Depth-first search systematically explores a graph by going as deep as possible before backtracking. Starting from a source vertex, DFS visits adjacent unvisited vertices recursively, generating a DFS tree. It runs in O(V+E) time and is fundamental to many graph algorithms.
Trace DFS by hand on small graphs, maintaining a stack of vertices to visit. Observe how DFS discovers edges as tree edges, back edges, and cross edges in directed graphs.
Think of DFS as exploring a maze using the rule "always go as deep as you can before turning back." You enter a corridor, keep walking forward into new corridors, and only backtrack when you hit a dead end — then you return to the last junction you hadn't fully explored. This explore-deep-first strategy is exactly what DFS implements on a graph. Starting from a source vertex, DFS visits an unvisited neighbor, then immediately recurses into *that* vertex's neighbors before returning. The call stack (or an explicit stack data structure) remembers where to backtrack.
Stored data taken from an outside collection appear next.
PR #68, opened 2020-08-03
Improvements to CloudEventAttributes consistency

jskeet:
- Allow every attribute *except* spec version to be cleared via the indexer (setting the value to null)
- Prevent null values being added with the Add method
- Avoid ever losing the spec version attribute

### DIFF
--- a/samples/Directory.Build.props
+++ b/samples/Directory.Build.props
@@ -1,8 +1,17 @@
 <Project>
   <PropertyGroup>
+    <!-- Make the repository root available for other properties -->
+    <RepoRoot>$([System.IO.Path]::GetDirectoryName($([MSBuild]::GetPathOfFileAbove('.gitignore', '$(MSBuildThisFileDirectory)'))))</RepoRoot>
+
     <!-- Disable deterministic source paths for sample projects -->
     <DeterministicSourcePaths>False</DeterministicSourcePaths>
 
+    <!-- Build properties -->
+    <AssemblyOriginatorKeyFile>$(RepoRoot)/CloudEventsSdk.snk</AssemblyOriginatorKeyFile>
+    <SignAssembly>True</SignAssembly>
+    <Deterministic>True</Deterministic>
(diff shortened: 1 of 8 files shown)


clemensv:
Protecting spec version is great.

"null" is equivalent to an optional attribute not being set. If an event arrives as such from across the wire and we validate it, it should not fail validation.

I am not principally opposed to never allowing null in the serialized CloudEvent, but we should raise this is in the group to get consensus on whether "null" is permissible to indicate absence of a value or whether the attribute key must be omitted outright. Since we have not made a hard rule about this, this might be a breaking change.

JSON.NET writes out null by default when the attribute is present, and I can see folks who build their own trivial implementations populate structured CloudEvents with something as simple as a string formatter where optional are filled out with null if that is what the parameter says. We would reject those events with this change and that makes interop more difficult.

https://www.newtonsoft.com/json/help/html/SerializationSettings.htm

jskeet:
It seems to me like if null is intended to be supported, there'd need to be an explicit representation of it in the spec in the type system. This would affect things like HTTP transport - how would a binary-mode HTTP request indicate a null value as differentiated from a string value of "null"?

Given that fully supporting null attribute values is a significant chunk of work, and there's no indication that they *are* supported, I think it's reasonable to assume they can be prohibited - but it would definitely be good to clarify this with the group and in the spec.

I've filed https://github.com/cloudevents/spec/issues/702 as a placeholder for discussion (or notes from online meetings).

jskeet:
Post-meeting comment:

I find the discussion in https://github.com/cloudevents/spec/issues/702 a bit confusing, but I do think it's reasonable (and in-keeping with my understanding of the discussion) to prohibit null values for attributes within an event

This PR needs conflict resolution (which I can sort out next week) but apart from that, are we now happy to merge?

JoshLove-msft (approved):

jskeet:
Rebased by removing the old first commit, which has been superceded. Will merge on green.

jskeet:
Turns out that first commit also gave InternalsVisibleTo access - adding that back now...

From your prerequisite knowledge of graph theory, you know that a graph G = (V, E) consists of vertices and edges. DFS systematically marks each vertex as discovered when first visited and finished when all its neighbors have been explored. The edges DFS traverses form a DFS tree — a spanning substructure rooted at the source. Not all edges of the original graph end up in this tree, and classifying the non-tree edges is one of DFS's most powerful features. In a directed graph, an edge (u, v) is a back edge if v is an ancestor of u in the DFS tree (meaning there's a cycle), a forward edge if v is a descendant but not a child, or a cross edge otherwise.
The runtime of O(V + E) follows naturally from the structure: each vertex is discovered and finished exactly once (contributing O(V)), and each edge is examined exactly once when DFS processes the vertex it leaves from (contributing O(E)). If you've seen Big-O notation, this is as good as it gets for graph traversal — you can't process a graph without at least touching every vertex and edge.
The real power of DFS lies in what the discovery and finish times reveal. If you record a timestamp when each vertex is discovered and when it's finished, these intervals nest cleanly: if v is a descendant of u in the DFS tree, then u's discovery time < v's discovery time < v's finish time < u's finish time. This parenthesis structure is the engine behind topological sorting (process vertices in reverse finish order), cycle detection (a back edge exists if and only if a cycle exists), and finding strongly connected components. DFS is not just a traversal — it is a framework that, with small instrumentation changes, solves an entire family of graph problems.